O líder da maioria na Câmara, Tom Emmer, republicano de Minnesota, durante uma entrevista televisionada no Capitólio dos EUA em Washington, D.C., na terça-feira, 30 de setembro de 2025. Emmer apresentou um projeto de lei que privaria fraudadores e terroristas condenados de sua cidadania americana. (Graeme Sloan/Bloomberg via Getty Images)
Ele lamentou que, segundo a lei actual, “os padrões para mutilar alguém sejam demasiado elevados”, mas observou: “Temos uma solução para resolver isso”.
O projecto de lei, que actualmente se encontra no Comité Judiciário da Câmara, ao lado da Câmara, permite que os procuradores aleguem falsamente bom carácter moral durante o processo de cidadania para usar crimes cometidos após a naturalização como prova, argumentando efectivamente que a sua cidadania era inválida desde o início.
Segundo Emer, a legislação fraudulenta já conta com cerca de 50 co-patrocinadores da Câmara. Assim que a votação for marcada, ele acredita que não terá problemas para ser aprovado e poderá até obter algum apoio bipartidário dos democratas, reconhecendo a gravidade da questão.
“É muito simples”, disse ele. “A mensagem é que os terroristas não pertencem ao solo dos EUA, naturalizados ou não.”
Uma série de ataques envolvendo cidadãos naturalizados levantou questões de segurança nacional

Do canto superior esquerdo para a direita: Ndiaga Diagone, Ayman Mohammed, Mohammed Baylor Jalloh, Amir Balat e Ibrahim Qayoumi. Antecedentes: Sinagoga Temple Israel em Michigan, quinta-feira, 12 de março de 2026. (Departamento de Polícia de Austin; obtido por NYPost; obtido por WTVR; Madison Swart/Reuters; WJBK)
No início de março, Ndiaga Diagne, cidadão naturalizado de ascendência senegalesa, matou três pessoas e feriu mais de uma dúzia num tiroteio em Austin. A polícia foi morta a tiros em resposta ao ataque.
Pouco depois, Amir Balat e Ibrahim Qayyumi, filhos de cidadãos naturalizados da Turquia e do Afeganistão, prometeram apoio ao ISIS e tentaram bombardear um protesto anti-Islão em frente ao palácio do prefeito. Cidade de Nova York. Foram acusados de múltiplos crimes relacionados com explosivos, incluindo tentativa de fornecer apoio material ao ISIS, tentativa de utilização de armas de destruição maciça e transporte, recepção e posse de dispositivos destrutivos.

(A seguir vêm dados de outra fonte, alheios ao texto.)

PR #1081, opened 2022-10-05
schemas: Treat legacy providers as hashicorp or builtin

radeksimko:
This was discovered as part of recent failing benchmarks, although it isn't direct root cause of the fail:

https://github.com/hashicorp/terraform-ls/actions/runs/3187102652/jobs/5198346112


dbanck (approved):
Good catch!

PR #1082, opened 2022-10-06
Update `setup-go` to obtain version via `go-version-file`

dbanck:
This PR updates our workflows to make `setup-go` obtain the Go version directly from the `.go-version` file.


radeksimko (approved):
Thank you for the cleanup! 🧹 👍🏻

PR #92, opened 2020-05-06
Add API to modify grid columns list by adding/removing/updating a column

ps37:
Notify listeners about columns updated event
Add methods to add or remove a column from list grid columns

### DIFF
--- a/projects/components/src/datagrid/datagrid.component.spec.ts
+++ b/projects/components/src/datagrid/datagrid.component.spec.ts
@@ -3,7 +3,7 @@
  * SPDX-License-Identifier: BSD-2-Clause
  */
 
-import { Component, HostBinding, InjectionToken, Type, ViewChild } from '@angular/core';
+import { Component, HostBinding, ViewChild } from '@angular/core';
 import { TestBed } from '@angular/core/testing';
 import { BrowserAnimationsModule } from '@angular/platform-browser/animations';
 import { LoadingListener } from '@clr/angular';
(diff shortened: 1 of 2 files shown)


projects/components/src/datagrid/datagrid.component.ts
```diff
@@ -520,6 +535,47 @@ export class DatagridComponent<R> implements OnInit, AfterViewInit {
...
+            return;
+        }
+        const colIndex = this.findColumnIndex(col);
+        if (colIndex !== null) {
+            this._columns.splice(colIndex, 1);
+            this.updateColumnsConfig();
+        }
+    }
+
+    private findColumnIndex(col: GridColumn<R>): number {
```
juanmendes, line 570: Why return null instead of -1? Most `findIndex` methods return -1 when an index is not found

projects/components/src/datagrid/datagrid.component.ts
```diff
@@ -388,6 +391,19 @@ export class DatagridComponent<R> implements OnInit, AfterViewInit {
         }
         return [];
     }
+    /**
+     * Stream to send push notifications when ever columns are updated by the calling components using this data grid
+     */
+    private columnsUpdated = new Subject<boolean>();
+
+    columnsUpdatedObservable = this.columnsUpdated.asObservable();
```
juanmendes, line 399: Is this supposed to be `@Output`? You documented a private `Subject` but didn't document the public API? Only use observables if you absolutely must. `EventEmitters` are the standard way to communicate between components, you should always use that when possible.

What is the boolean value passed to the events for?

projects/components/src/datagrid/datagrid.component.ts
```diff
@@ -255,12 +255,15 @@ interface ColumnConfigInternal<R, T> extends GridColumn<R> {
...
-     * Sets the configuration of columns on the grid and updates the {@link columnsConfig} array
+     * Sets the configuration of columns on the grid and updates the {@link columnsConfig} array. Also pushes
+     * notifications for listeners to make changes to the _columns array
      */
     @Input()
     set columns(cols: GridColumn<R>[]) {
         this._columns = cols;
-        this.getColumnsConfig();
+        this.updateColumnsConfig();
+        // Push notification
```
juanmendes, line 265: Comment doesn't tell me anything the code doesn't already

projects/components/src/datagrid/datagrid.component.spec.ts
```diff
@@ -884,6 +884,88 @@ describe('DatagridComponent', () => {
...
+                this.finder.hostComponent.grid.addColumn({
+                    displayName: 'Column2',
+                    renderer: 'name2',
+                });
+                this.finder.detectChanges();
+                expect(this.finder.hostComponent.grid.columns.length).toBe(2);
+                expect(this.finder.hostComponent.grid.columns[1].displayName).toBe('Column2');
+            });
+            it(
+                'updates a existing column if a column exists with same display name as the column passed ' + 'in',
```
juanmendes, line 924: Why are you concatenating this if it fits in one line?

projects/components/src/datagrid/datagrid.component.spec.ts
```diff
@@ -884,6 +884,88 @@ describe('DatagridComponent', () => {
                 expect(this.clrGridWidget.component.columns.first.customFilter).toEqual(true);
             });
         });
+
```
juanmendes, line 887: Please add unit test for the `columnsChanged` event. I would expect some test showing the difference about an event being fired when you set columns but not fired when you add/remove columns through the special methods?

projects/components/src/datagrid/datagrid.component.spec.ts
ps37: If I don't break the string, The Prettier Git hook moves the `function(this: HasFinderAndGrid): void {` above and that exceeds the maximum line length

PR #95, opened 2020-05-11
Implemented data exporter rework

ryan-bradford:
# Description:

Reworks the data exporter to have the design as created in [this ticket](https://jira.eng.vmware.com/browse/VDUCC-167). Summary of the features:

1. Only one screen
2. Show a status indicator that says the type of action going on (I.E. downloading, sanitizing, other)
3. should have three checkboxes
    1. Should Sanitize (has an info icon)
    2. Show user friendly names (has an info icon)
    3. Select All columns
         - Unchecking this shows a list of all columns with checkboxes on the right
         - Has a fixed number of columns and the rest overflow to some container
4. Has a fixed size and width and buttons don't move when things are checked

# Testing:

Created unit tests to test the new features and tested using the examples app to make sure it works. 

# Reviewer Notes:
1. Some of the wordings of the info messages/hints I was unsure about. 
2. Should we break off the multi-select dropdown HTML into it's own component?

# Gif:

data-exporter


projects/components/src/data-exporter/data-exporter.component.html
```diff
@@ -1,56 +1,82 @@
...
+                    <i>{{ friendlyNamesHint | lazyString }}</i>
+                    <clr-checkbox-wrapper>
+                        <input class="sanitize-cells" type="checkbox" clrCheckbox [formControlName]="'sanitize'" />
+                        <label style="display: flex; flex-direction: row;">
+                            {{ sanitizeCheckboxLabel | lazyString }}
+                            <div style="flex: 1"></div>
+                            <clr-tooltip>
+                                <clr-icon clrTooltipTrigger shape="info-circle" size="24"></clr-icon>
+                                <clr-tooltip-content clrPosition="bottom-left" clrSize="md" *clrIfOpen>
+                                    <span>{{ sanitizeInfoMessage | lazyString }}</span>
```
ryan-bradford, line 29: Change these and above to be using clr-signpost

projects/components/src/data-exporter/data-exporter.component.html
```diff
@@ -1,56 +1,108 @@
...
+                                type="checkbox"
+                                clrCheckbox
+                                [formControlName]="'selectAll'"
+                                (click)="onClickCheckAll($event)"
+                            />
+                            <label>{{ exportAllText | lazyString }}</label>
+                        </clr-checkbox-wrapper>
+                        <clr-dropdown *ngIf="!isSelectAllEnabled">
+                            <clr-icon
+                                shape="caret down"
```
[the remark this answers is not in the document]
ryan-bradford: Also made it so that it hides the bubbles when you open the dropdown, like we talked about.

projects/components/src/data-exporter/data-exporter.component.ts
```diff
@@ -83,10 +83,16 @@ export class DataExporterComponent implements OnInit {
     cancelText: LazyString = this.translationService.translateAsync('vcd.cc.cancel');
```
juanmendes, line 83: Please update header year to say 2019-2020 in any files that were touched

projects/components/src/data-exporter/data-exporter.component.ts
```diff
@@ -163,28 +203,44 @@ export class DataExporterComponent implements OnInit {
...
-            selectedColumns: this.columns.filter(col => this.formGroup.controls[col.fieldName].value),
+            selectedColumns: this.selectedColumns,
         });
     }
 
-    onClickCheckAll(): void {
-        for (const column of this.columns) {
-            this.formGroup.controls[column.fieldName].setValue(true);
+    onClickCheckAll(value: boolean): void {
+        if (!this.optionsFormGroup.get('selectAll').value) {
```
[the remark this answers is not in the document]
juanmendes: We also try to avoid using hard code strings to refer to controls and this seems to be the first time we need to hard code access to controls, yes we may not need it but doing the following would help other pieces of the code also.

```ts
// Create consts for the field names, they will only be used for initialization and in the control getter
const UiFields = createStringEnum([
    "field1",
    "field2",
    ...
]);

// Then we can use UiFields.field1  with some type safety (edited) 
// If bringing in createStringEnum is too much, we can just use
enum Fields = {
  field1: 'field1',
  field2: 'field2'
}
```
## HTML initialization
If you change the three places where you are returning the `formcontrol.value` such as [get isSelectAllEnabled()](https://github.com/vmware/vmware-cloud-director-ui-components/pull/95/files?file-filters%5B%5D=.json&file-filters%5B%5D=.properties&file-filters%5B%5D=.ts#diff-8ec3d6050a1425538628003d98cfe85dR234) to return the form control, they can also be used  to initialize the `[formControl]` in the HTML instead of using `[formControlName]`

## Testing considerations
You can now easily using the form control without having to write a wrapper for the checkbox since it's part of the component's API.

`comp.showFriendlyNamesControl.setValue(true)`
`expect(comp.showFriendlyNamesControl.value).toBe(false)`

projects/components/src/assets/resources/en.properties
```diff
@@ -12,7 +12,15 @@ vcd.cc.grid.default.pagination={firstItem} - {lastItem} of {totalItems} row(s)
...
-vcd.cc.bad.data=The data being exported contains information that would cause it to execute formulas if opened with a spreadsheet. Would you like to sanitize this data to prevent code injection?
+vcd.cc.sanitize.question=Sanitize Data
+vcd.cc.sanitize.info=The data being exported contains information that would cause it to execute formulas if opened with a spreadsheet. Would you like to sanitize this data to prevent code injection?\nhttps://payatu.com/csv-injection-basic-to-exploit
+vcd.cc.sanitize.hint=prefix cells with tab to prevent injection?
+vcd.cc.friendly.names.question=Friendly Field Names
+vcd.cc.friendly.names.info=If the headers of the output CSV sheet should be the translated, friendly field names or the raw field names from the object.
+vcd.cc.friendly.names.hint=user friendly column headers or object field names?
+vcd.cc.export.all=Export All Columns
+vcd.cc.exporter.downloading=Downloading...
+vcd.cc.exporter.sanitizing=Sanitizing...
```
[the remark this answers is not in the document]
ryan-bradford: Tested this out, and if I add a setTimeout, the Sanitizing message does appear. Which is preferable? Not showing the message or adding the setTimeout?

projects/components/src/data-exporter/data-exporter.component.ts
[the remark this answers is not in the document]
ryan-bradford: Changed to used the enum and getters to manage the form controls. 

And as far as the method onClickCheckAll goes, I gave the input type wrong in the code. The actual input type is a MouseEvent, which didn't seem to directly contain the information I needed. I removed the parameter to this method.

projects/components/src/data-exporter/data-exporter.component.html
```diff
@@ -1,56 +1,109 @@
...
+                                class="export-all"
+                                type="checkbox"
+                                clrCheckbox
+                                [formControl]="this.selectAllControl"
+                            />
+                            <label>{{ exportAllText | lazyString }}</label>
+                        </clr-checkbox-wrapper>
+                        <clr-dropdown *ngIf="!this.selectAllControl.value">
+                            <clr-icon
+                                shape="caret down"
```
juanmendes, line 57: Delete this line?

projects/components/src/data-exporter/data-exporter.component.html
```diff
@@ -1,56 +1,109 @@
...
+                                </ul>
+                            </clr-dropdown-menu>
+                        </clr-dropdown>
+                    </div>
                 </li>
             </ul>
-            <div class="progress" [ngClass]="{ loop: progress == -1, pending: isRequestPending }">
-                <progress max="100" value="{{ progress * 100 }}"></progress>
+            <div
+                [ngStyle]="shouldShowBubbles ? { visibility: 'visible' } : { visibility: 'hidden' }"
```
juanmendes, line 84: ```{ visibility: shouldShowBubbles ? 'visible' : 'hidden' }```

projects/components/src/data-exporter/data-exporter.component.scss
```diff
@@ -1,11 +1,71 @@
...
+    display: block;
+}
+
 button.select-all {
     margin: 0;
     padding: 0;
 }
+
+clr-tooltip-content {
+    width: 200px !important;
```
juanmendes, line 49: Important must have an explanation, it's a last resort. Can't you just add specificity? Where is this used?

projects/components/src/data-exporter/data-exporter.component.scss
```diff
@@ -1,11 +1,71 @@
...
+}
+
+.column-container {
```
juanmendes, line 52: Why do we need to fuss with the CSS? Can't we just use Clarity styles like 

```<span class="badge badge-info">2</span>```?

File: projects/components/src/data-exporter/data-exporter.component.scss (hunk 8 above)
Comment (ryan-bradford) [reply projects/components/src/data-exporter/data-exporter.component.scss:49]: That was outdated code, removed! Thanks!

File: projects/components/src/data-exporter/data-exporter.component.scss (hunk 9 above)
Comment (ryan-bradford) [reply projects/components/src/data-exporter/data-exporter.component.scss:52]: This is custom style code copied from VCD-UI that makes the bubbles + X look like they look in the VMs screen. I don't know if there are any Clarity classes that apply this specific styling.

**Comment by ryan-bradford** [comment]
Updated per review!

File: projects/components/src/data-exporter/data-exporter.component.scss [hunk 10]
```diff
@@ -5,6 +5,35 @@ div.progress {
...
+    flex: 1;
+}
+
+.column-dropdown-menu {
+    height: 200px;
+    overflow: scroll;
+}
+
+.dropdown-button {
+    vertical-align: middle;
```
juanmendes, line 24: Can we nudge this up by a pixel? I don't think we need `vertical-align`

PR #100, opened 2020-05-26
Fixed link to non primitive types in the examples container

ryan-bradford:
# Description

* Types did not appear where we had a default value or used a setter.
* Added links to Compodoc for complex types in the types column.

Relevant Live Docs Review: https://github.com/vmware/live-docs/pull/5
Relevant Compodoc Review: https://github.com/ryan-bradford/compodoc/pull/1

# Changes
1. Certain inputs whose type can be inferred from the default value need an explicit type now. These are the ones where the default value isn't either a Number, String, or Boolean or a `new ...()`. So, in this case Number.MAX needs a type value.
2. Functions only appear nice in Compodoc if they are written as interfaces. So, we disabled the callable-types rule and changed function types to be interfaces. 
3. Fixed a few places where we missed giving a type or a default value. 

# Testing

Ran the examples app with the updated version of live-docs. 
1. On the datagrid page, the type of the setter buttonConfig appears as ButtonConfig<R> and when clicking the link it brings you to http://localhost:4200/compodoc/interfaces/ButtonConfig.html. 
2. On the data exporter page, the type of cancelText appears as LazyString and clicking brings you to http://localhost:4200/compodoc/miscellaneous/typealiases.html#LazyString
3. On the datagrid page, the type of  the columns setter appears as GridColumn<R>[] and clicking links to http://localhost:4200/compodoc/interfaces/GridColumn.html
4. On the form select page, showAsterisk appears as a boolean even though it uses a default value. 
5. On the form input page, hintPosition appears as a string even though it uses a default value. 


juanmendes:
Can we please add to the description what we had to do to the code to get it working?

* Must set type of some ??? types of fields
* Disabled lint rule x because of y

ryan-bradford:
Updated the description with what you asked for

ryan-bradford:
Updated the version of live-docs, this is good to merge when aporoved.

Depois, em 12 de Março, Ayman Mohammad Ghazali, um cidadão norte-americano naturalizado originário do Líbano, alegadamente tentou conduzir o seu carro contra uma sinagoga no Michigan repleta de crianças e professores.
No mesmo dia, na Old Dominion University em Norfolk, Virgínia, Mohamed Baylor Jallow, cidadão naturalizado de Serra Leoa, abriu fogo contra estudantes do Reserve Officer Training Corps (ROTC), matando o tenente-coronel Brandon Shah. Ele também morreu no local.
“Algo está claramente quebrado em nosso sistema de imigração”, disse Emmer, acrescentando que os terroristas “continuam a entrar em nosso país e são autorizados a estar aqui pelo bem dos americanos e das vidas dos americanos”.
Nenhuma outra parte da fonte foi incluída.